Elasticsearch 5 support

Search, Indexer, Records-REST, OAIServer and MARC21 have all been upgraded to support Elasticsearch v2 and v5. Elasticsearch v6 is not yet support due to the elasticsearch-dsl package not yet supporting v6 (support already merged in master branch but not yet released).

Other Invenio packages have not yet been upgraded to Elasticsearch v5. E.g. Records-Files, OpenAIRE, Stats, Collections, OpenDefinition, Query-Parser have not yet been tested with Elasticsearch v5.

Choosing version

You will need to know at install-time which version of Elasticsearch you'd like to use. For instance to use Elasticsearch 5 you need to install Invenio-Search like this:

$ pip install invenio-search[elasticsearch5]

Mappings

Due to the differences between Elasticsearch versions, we have opted for version-specific mappings. This means that Invenio modules must provide a mapping per Elasticsearch version they wish to support. E.g. today, the mapping is placed in a directory like e.g.:

mappings/records/record-v1.0.0.json

To support Elasticsearch v2 and v5 you now need two mappings:

mappings/v2/records/record-v1.0.0.json
mappings/v5/records/record-v1.0.0.json

Note that mappings for Elasticsearch v2 may use either the mappings/v2 directory or the mappings/ directory like previously (for backward compatibility).

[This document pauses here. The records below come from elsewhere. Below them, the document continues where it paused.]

PR #507, opened 2023-07-14
change branding from NIP-05 to Nostr address

derekross:
This changes the string values from "NIP-05" to "Nostr address" to reflect a less technical and more user friendly branding for users that wish to edit this field.


vitorpamplona:
Sorry, I just saw this PR now.... :( Closing since it was also implemented here: https://github.com/vitorpamplona/amethyst/commit/64a5071345065c690e1b9e46f3539e519ecffc4c

PR #510, opened 2023-07-16
Update strings.xml in values-ta

AutumnSunshine:
Tamil strings for Settings page & Nostr Address


AutumnSunshine:
Please ignore this - there seems to be an error though I can't spot it.
Will check & submit a proper file later.
Thanks!

PR #519, opened 2023-07-24
Update PRIVACY.md

Ben3EDF5301:
Made the terms of use more appropriate for free and open source software that has been distributed with an MIT license.


vitorpamplona:
These terms are not for the code. They are for the distributed version through Google Play.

Adding Elasticsearch v5 support to a module

In case you have site-specific modules and would like to add Elasticsearch v5 support here's a rough guide:

  • Update travis.yml to test both v2 and v5 (example)
  • Update setup.py by moving Invenio-Search dependency to extra_require (example).
  • Move existing mappings and add new mappings for v5 (example)
    • Most common change from v2 to v5 is the change from string type to either text or keyword type.
  • Update docs/requirements.txt by adding elasticsearch5 as an extra requirement to ensure ReadTheDocs builds will be fine.
  • Fix any API specific calls (see below).

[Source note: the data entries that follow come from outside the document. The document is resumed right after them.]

PR #531, opened 2023-07-29
Grouped notifications.

### LINKED ISSUE #501: I want to group Amethyst notifications.
My device is a Pixel 7a with Android 13.
I am concerned about the behavior of Amethyst when running in this environment, so I have created this Issue.

Each Amethyst notification that arrives at my terminal is displayed separately.
Ideally, I think notifications from the same application should be grouped together, like Gmail.
When I receive a lot of Zaps as well as DMs, the notification box is sometimes overflowing with unread messages, and I suggest that this should be improved.

*npub:npub1l60d6h2uvdwa9yq0r7r2suhgrnsadcst6nsx2j03xwhxhu2cjyascejxe5
*my account: shino3

KotlinGeekDev:
Potentially fixes #501 . 
[Per the docs](https://developer.android.com/develop/ui/views/notifications/group#group-notification), using the same group key can solve this(especially since the app's min. target is API 26).

### DIFF
--- a/app/src/main/java/com/vitorpamplona/amethyst/service/notifications/NotificationUtils.kt
+++ b/app/src/main/java/com/vitorpamplona/amethyst/service/notifications/NotificationUtils.kt
@@ -18,7 +18,8 @@ import com.vitorpamplona.amethyst.ui.MainActivity
 object NotificationUtils {
     private var dmChannel: NotificationChannel? = null
     private var zapChannel: NotificationChannel? = null
-    const val NOTIFICATION_GROUP_KEY = "com.vitorpamplona.amethyst.NOTIFICATION"
+    private const val DM_GROUP_KEY = "com.vitorpamplona.amethyst.DM_NOTIFICATION"
+    private const val ZAP_GROUP_KEY = "com.vitorpamplona.amethyst.ZAP_NOTIFICATION"
 
     private fun getOrCreateDMChannel(applicationContext: Context): NotificationChannel {
         if (dmChannel != null) return dmChannel!!
@@ -71,7 +72,7 @@ object NotificationUtils {
         val zapChannel = getOrCreateZapChannel(applicationContext)
         val channelId = applicationContext.getString(R.string.app_notification_zaps_channel_id)
 
-        sendNotification(id, messageBody, messageTitle, pictureUrl, uri, channelId, applicationContext)
+        sendNotification(id, messageBody, messageTitle, pictureUrl, uri, channelId, ZAP_GROUP_KEY, applicationContext)
     }
 
     fun NotificationManager.sendDMNotification(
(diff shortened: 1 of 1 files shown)


KotlinGeekDev:
cc @vitorpamplona

vitorpamplona:
Doesn't that group everything? Like zaps and DMs together from multiple people?

KotlinGeekDev:
@vitorpamplona True. Will fix that right away.

KotlinGeekDev:
@vitorpamplona done :+1:

vitorpamplona:
Thanks @KotlinGeekDev

vitorpamplona:
Did this work for you @KotlinGeekDev ? I now only receive the first notification. It doesn't add the others in on my Pixel 7

KotlinGeekDev:
@vitorpamplona I barely receive notifications, so I have not seen it in action yet. However, if this does not work, it means the docs are incorrect. I'll send another PR to correct this.

vitorpamplona:
So, the original code was supposed to group DMs by the author of each message: 3 messages from the same author were supposed to be grouped already. The new one groups everyone in the same DM notification, which I think is less desirable. 

Nevertheless, neither the original implementation, nor the new one group people correctly for me. :( I am not sure what's missing

KotlinGeekDev:
@vitorpamplona It seems we may have to create a seperate grouping(summary) notification, that does just that, per the docs.

KotlinGeekDev:
@vitorpamplona there are two potential solutions:
1. We use the same channel ID, while keeping the group keys, or
2. We remove the setGroup() and the keys altogether.

vitorpamplona:
> @vitorpamplona It seems we may have to create a separate grouping(summary) notification, that does just that, per the docs.

Maybe we create one by querying active notifications? We could group DMs by user, get all their messages, sort by created_at and join them with a `\n`

KotlinGeekDev:
> > @vitorpamplona It seems we may have to create a separate grouping(summary) notification, that does just that, per the docs.
> 
> Maybe we create one by querying active notifications? We could group DMs by user, get all their messages, sort by created_at and join them with a `\n`

That is a very interesting solution, but it seems it will be more complex than adding a summary notification(as it seems we will need it anyway).

vitorpamplona:
hum... what I described is to assemble the summary notification. Otherwise, where do you get the Notification text from?

KotlinGeekDev:
Oh, I see what you mean @vitorpamplona . I was instead thinking of using a generalized message for the summary notification text, such as "New DMs received", and "New Zaps received".

vitorpamplona:
That doesn't sound very informative for the user. We should copy what WhatsApp and Telegram do. 

I will revert the change for now until we find a better solution

KotlinGeekDev:
@vitorpamplona  you're right. No need to revert the change though. I can just add the proposed changes to it.

KotlinGeekDev:
@vitorpamplona How about zaps? How could the summary notification look like?

vitorpamplona:
Maybe zaps need to always be a new notification. The issue is with DMs, that the same person sends 5-10 messages in the same minute. That doesn't happen with zaps.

Canonical way of checking for ES version.

from elasticsearch import VERSION as ES_VERSION

if ES_VERSION[0] == 2:
    # ...

Completion Suggesters

The Completion Suggesters have changed from v2 to v5. In v2, suggesters supported an index-time payloads option, which was used to store and return metadata with suggestions. In v5, completions are now returned with their associated document in the _source field.

If you have completion suggesters for v2 you will need to make them compatible with v5. This involves:

  • API clients should read metadata from _source instead of payload. For v2 the payload is copied to _source by Records-REST, which allows you to already now upgrade API clients to use the new _source field.
  • On indexing, you need to add the payload only for v2.

Elasticsearch v2 end-of-life

Elasticsearch v2 reaches end of life in February 2018. Elasticsearch v2 support in Invenio will be removed in Invenio v3.1, thus Invenio v3.0 will be released with Elasticsearch v2 support and be maintained until v3.0 end of life (currently TBD).